Abstract
We explore the contact problem of a flat-end indenter penetrating intermittently a generalized viscoelastic surface, containing multiple characteristic times. This problem is especially relevant for nanoprobing of viscoelastic surfaces with the highly popular tapping-mode AFM imaging technique. By focusing on the material perspective and employing a rigorous rheological approach, we deliver analytical closed-form solutions that provide physical insight into the viscoelastic sources of repulsive forces, tip–sample dissipation and virial of the interaction. We also offer a systematic comparison to the well-established standard harmonic excitation, which is the case relevant for dynamic mechanical analysis (DMA) and for AFM techniques where tip–sample sinusoidal interaction is permanent.
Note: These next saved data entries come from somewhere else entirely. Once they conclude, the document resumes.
PR #3722, opened 2021-09-20
Simplified plugin config check + apply_os_env

uwiger:
See issue #3303 
This PR simplifies the config checking for the plugin, and allows the plugin to define an OS env prefix, similar to the `AE` prefix used by the main node. This will allow for parameterization using OS env variables like `DEV__KEYBLOCK_INTERVAL=10`.

### DIFF
--- a/apps/aeutils/src/aeu_env.erl
+++ b/apps/aeutils/src/aeu_env.erl
@@ -585,7 +585,7 @@ lst(E) -> [E].
 update_config(Map) when is_map(Map) ->
     Schema = application:get_env(aeutils, '$schema', #{}),
     ConfigMap = application:get_env(aeutils, '$user_map', #{}),
-    ConfigMap1 = update_config(Map, Schema, ConfigMap, _Notify = true),
+    ConfigMap1 = update_config(Map, ConfigMap, Schema, _Notify = true),
     cache_config(ConfigMap1),
     ok.
 
--- a/apps/aeutils/src/aeu_env.erl
+++ b/apps/aeutils/src/aeu_env.erl
@@ -22,7 +22,8 @@
 -export([find_config/2]).
 -export([nested_map_get/2]).
 -export([read_config/0]).
--export([apply_os_env/0]).
+-export([apply_os_env/0,
+         apply_os_env/3]).
 -export([parse_key_value_string/1]).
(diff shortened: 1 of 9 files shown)


velzevur (dismissed):

marc0olo:
I don't feel confident in reviewing Erlang code. will leave that up to others :)

apps/aeutils/src/aeu_env.erl
```diff
@@ -305,23 +310,34 @@ read_config(Mode) when Mode =:= silent; Mode =:= report ->
 
 apply_os_env() ->
     ok = application:ensure_started(gproc),
-    try
-    %% Make sure gproc is started, since we use it in update_config/1
-    application:ensure_started(gproc),
     Pfx = "AE",  %% TODO: make configurable
```
nikita-fuchs, line 313: shouldn't this be `DEV` or so then ?

apps/aeutils/src/aeu_env.erl
```diff
@@ -559,17 +582,30 @@ lst(L) when is_list(L) -> L;
 lst(E) -> [E].
 
 update_config(Map) when is_map(Map) ->
+    update_config(Map, _Notify = true).
```
nikita-fuchs, line 585: does this generally mean we can update some or all configs also in runtime ?

uwiger: Generally, it sorta does, but also generally, not all code in the system may be prepared for runtime changes of the user config, so your mileage may vary at this time.

apps/aeutils/src/aeu_env.erl
uwiger: This function is called during the normal boot. The support function, called from `aeu_plugins` is flexible in regard to prefix and schema. The thing that is not yet configurable is the os env prefix for overriding the parameters in the main schema.

velzevur (approved):

velzevur (approved):

marc0olo:
any chance to get other reviews here? again, I am probably not the right guy to review Erlang code :D

hanssv:
Ulf promises to fix everything later, so I'm good!

hanssv (approved):

PR #3763, opened 2021-10-29
Fully remove txs during rollback

uwiger:
See issue #3749 - this is another attempt at solving the issue.

The transactions need to be fully removed. Otherwise, the tx_pool will detect that the tx was present before, and may deny re-entry (configurable).

Also note that if an action should be completely reverted by rollback (e.g. in dev mode), it's not enough to save the current height, perform the action and then roll back to the saved height. If the generation at the saved height is still open, the action may well remain on-chain even after the rollback. Currently, the rollback takes only whole generations.

So, save the current height, then make sure to post a new keyblock to ensure that the reversible actions are posted at `height + 1`.


thepiwo (approved):
haven't checked the code, but this resolves my earlier issues when using the devmode

velzevur (approved):

seanhinde (approved):
Looks pretty comprehensive to me

Issue #3781, opened 2021-11-25
Migrate from lager to logger


uwiger:
## Is your feature request related to a problem? Please describe.

As of OTP 21, `logger` should be the preferred logging tool, and `lager` is no longer as actively maintained.

PR #3782, opened 2021-11-25
Redirect logger logging to lager

uwiger:
See issue #3781
This commit moves log level adjustment to an earlier start phase,
moves the adjustment code to aeutils, and also installs a logger
handler that redirects logger log output to lager, with the same
metadata as that captured by the lager_transform.


seanhinde (approved):
Happy to see rebar.config get tidier :)

hanssv (approved):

This comparison highlights the substantial complexity added by the intermittent-contact nature of the interaction, which precludes the derivation of straightforward equations as is the case for the well-known harmonic excitations. The derivations offered have been thoroughly validated through numerical simulations. Despite the complexities inherent to the intermittent-contact nature of the technique, the analytical findings highlight the potential feasibility of extracting meaningful viscoelastic properties with this imaging method.
Highlights
Several current applications demand physical understanding of soft dissipative materials at the nanoscale [1,2,3,4,5]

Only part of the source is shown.